Oleh: Bachtiarudin Alam
Selasa, 02 Desember 2025 | 16:16 WIB
Upaya pencarian korban hilang dan pembukaan akses jalan menggunakan alat berat di Kecamatan Palembayan, Kabupaten Agam, Sumatera Barat. (Foto/BNPB)
Upaya pencarian korban hilang dan pembukaan akses jalan menggunakan alat berat di Kecamatan Palembayan, Kabupaten Agam, Sumatera Barat. (Foto/BNPB)

BeritaNasional.com - Dittipidter Bareskrim Polri tengah menyelidiki dugaan pembalakan liar (illegal logging) terkait kayu gelondongan yang terbawa arus banjir bandang di Sumatera Utara dan Sumatera Barat.

Penyelidikan ini menanggapi unggahan viral di media sosial yang menampilkan kayu gelondongan terbawa arus banjir bandang.

"Sedang penyelidikan," kata Direktur Tindak Pidana Tertentu Bareskrim Polri Brigjen Mohammad Irhamni saat dihubungi, Selasa (2/12/2025).

Meski begitu, Irhamni belum merinci sejauh mana proses penyelidikan tersebut.
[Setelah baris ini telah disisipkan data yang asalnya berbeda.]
PR #572, opened 2020-11-07
a possible solution for illegal-addr-modes.ll: refresh users after cloning bbs

aqjune:
Transforms/LoopStrengthReduce/illegal-addr-modes.ll fails because unroll fails to replace cloned instructions' operands.

`getUsers()` is being called before `cloneBB()`, so newly created instructions aren't there.

`illegal-addr-modes.srctgt.ll` is a reduced example having small diff only.
After unrolling, `%p.0` in tgt's `%p.1 = getelementptr i8, i8* %p.0, i32 %i` should be replaced with a newly inserted phi.
But, after unrolled twice, `%p.1` in the second iteration still uses `%p.0`.

I hope this is the correct direction :)

### DIFF
--- a/ir/function.cpp
+++ b/ir/function.cpp
@@ -583,7 +583,8 @@ void Function::unroll(unsigned k) {
 
       for (auto &[user, user_bb] : I->second) {
         // users inside the loop have been patched already
-        if (bbmap.count(user_bb))
+        if (find(unrolled_bbs.begin(), unrolled_bbs.end(), user_bb) !=
+            unrolled_bbs.end())
           continue;
 
         // insert a new phi on each dominator exit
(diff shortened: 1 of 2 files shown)


aqjune:

nunoplopes:
This patch introduces an extra `%p.0.next#phi#0` which is unused.

nunoplopes:
First part of the fix: https://github.com/AliveToolkit/alive2/commit/d9ff0d5cb4b43059c48cbb17e543f83cda5b4c60
cloneBB needs fixing now; will review #570 now to see if that's sufficient to fix this one as well.

nunoplopes:
This patch is not the right direction; cloneBB needs fixing instead. Working on it.

PR #575, opened 2020-11-09
Add tests from issue571

aqjune:


tests/alive-tv/loops/two-backedges-fail.srctgt.ll
```diff
@@ -0,0 +1,29 @@
+; TEST-ARGS: -src-unroll=2
+; SKIP-IDENTITY
```
nunoplopes, line 2: if you add -tgt-unroll=2 you don't need to skip identity.  It's always good to test identity.

PR #577, opened 2020-11-11
add more bug reproducers

aqjune:
This PR contains 18 more src/tgt pairs harvested from bugzilla.

Finding a bug from `pr1014.srctgt.ll` required precise encoding of escaped local blocks, so I wrote `pr1014-nolocal.srctgt.ll` and checked that a bug was found.
`pr22727.srctgt.ll` shows that it was actually not a bug.


nunoplopes:
thank you!

PR #584, opened 2020-11-18
MD_misexpect is gone

regehr:


regehr:
is this an OK fix, @LebedevRI ?

LebedevRI:
I suspect so, at least until someone comes up to fix the original patch upstream...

Dia mengaku baru akan mengusut untuk mengetahui asal-usul kayu gelondongan tersebut.

"Belum tahu asalnya, ya (sedang diselidiki)," ucapnya.

Sebelumnya, Kementerian Kehutanan (Kemenhut) tengah menelusuri sumber-sumber kayu yang terbawa banjir di Sumatera, termasuk potensi kayu yang berasal dari illegal logging atau pembalakan liar.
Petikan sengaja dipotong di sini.